Europe’s Stoxx 600 gained 0.3%, bringing its year-to-date gain to 13%, and more broadly, the MSCI All Country World rose around 20%. ” The idea that major central banks have certainly done enough to contain inflationary rises in 2022-2023 is supporting the rally ”, commented Brian Barish, Chief Investment Officer of Cambiar Investors LLC. “ It’s not hard to imagine new market concerns such as the US election, a significant need for US federal government bond financing and/or any rebound in inflation. However, there is not much news and many sellers yet “.
The arrangement of the planets in 2024 unlikely
On Wall Street, the flagship S&P 500 continues to push to new highs. Futures contracts predict its increase by only three points, while it would need at least 35 points to reach the absolute peak. The S&P 500 is up 24.6% in 2023, the Dow Jones is up 13.8%, and in another box, the Nasdaq Composite is up 44.2%, its best annual performance since 2003. The AI craze, which strengthened the world This performance explains the technologies that dominate the “Magnificent 7” such as Nvidia.

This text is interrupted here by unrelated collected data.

PR #397, opened 2020-05-08
Enter Function which can act similar to Matlab input function and can handle integer, float or arrays 

nabanita-sarkar:
## Enter Function
A simple function replicating the Matlab input function.
In Matlab the built-in input function handles integer, float or arrays and treat all of then as arrays.
But in python there is no such built-in function. In control system analysis this function can be helpful.
### Demo
     a = enter()
### Input format: 
- Single Integer or float
  Eg: 5
- Integers or floats seperated by comma
 Eg: 8,9  
 - List of integers or floats
  Eg: [6,7]

### DIFF
--- a/control/pzmap.py
+++ b/control/pzmap.py
@@ -81,7 +81,7 @@ def pzmap(sys, Plot=True, grid=False, title='Pole Zero Map'):
         The system's zeros.
     """
     # Get parameter values
-    Plot = config._get_param('rlocus', 'Plot', grid, True)
+    Plot = config._get_param('rlocus', 'Plot', Plot, True)
     grid = config._get_param('rlocus', 'grid', grid, False)
     
     if not isinstance(sys, LTI):


murrayrm:
If we are going to add a function like this, then it seems to me that:
* It should go in the `matlab` module, since it is trying to emulate a MATLAB capability
* It should match the name and syntax of the MATLAB function
```
Syntax
x = input(prompt)
str = input(prompt,'s')

Description
x = input(prompt) displays the text in prompt and waits for the user to input 
a value and press the Return key. The user can enter expressions, like pi/4 
or rand(3), and can use variables in the workspace.
If the user presses the Return key without entering anything, then input 
returns an empty matrix.
If the user enters an invalid expression at the prompt, then MATLAB displays 
the relevant error message, and then redisplays the prompt.

str = input(prompt,'s') returns the entered text, without evaluating the input 
as an expression.
```

In addition, the following items should be addressed:
* There needs to be a doctoring that describes the use of the function, using `numpydoc` standards
* There needs to be a unit test that confirms the correct functionality, including handling error conditions.

Given that `python` already has a perfectly good `input` input, I'm not sure there is enough value in this function to add it.  If we do add it, the code itself should be more pythonic (eg, a single line for the regular expression parsing, a list comprehension for the final construction of the matrix.

murrayrm:
No response on this for many months, so I'm going to close it out.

The celebratory atmosphere in recent months is also supported by the cessation of interest rate increases by central banks, which, according to the market, should turn into easing in the first or second quarter of 2024. But can the US central bank meet the high expectations of the market, which is counting on six rate cuts next year, without being twisted by the economic recession? ” For the markets to continue to grow, we need an alignment of the planets, which is highly unlikely.” judge Vincent Mortier of Amundi, quoted by the Financial Times. If the Fed loosens policy at the start of the year, “he will make a big mistake” according to him. “Assume inflation is no longer a problem (…) can lead to repeating past mistakes “. Also quite pessimistic Ipek Ozkardeskaya, an analyst at Swissquote, expects an investor hangover and a period of correction after the relentless two-month recovery.
Japan shines and China remains in the shadows
In Asia, the Nikkei posted the region’s biggest annual gain, climbing 28%, the first for the Japanese index since 2013, when Haruhiko Kuroda took over as governor of the Bank of Japan and began easing.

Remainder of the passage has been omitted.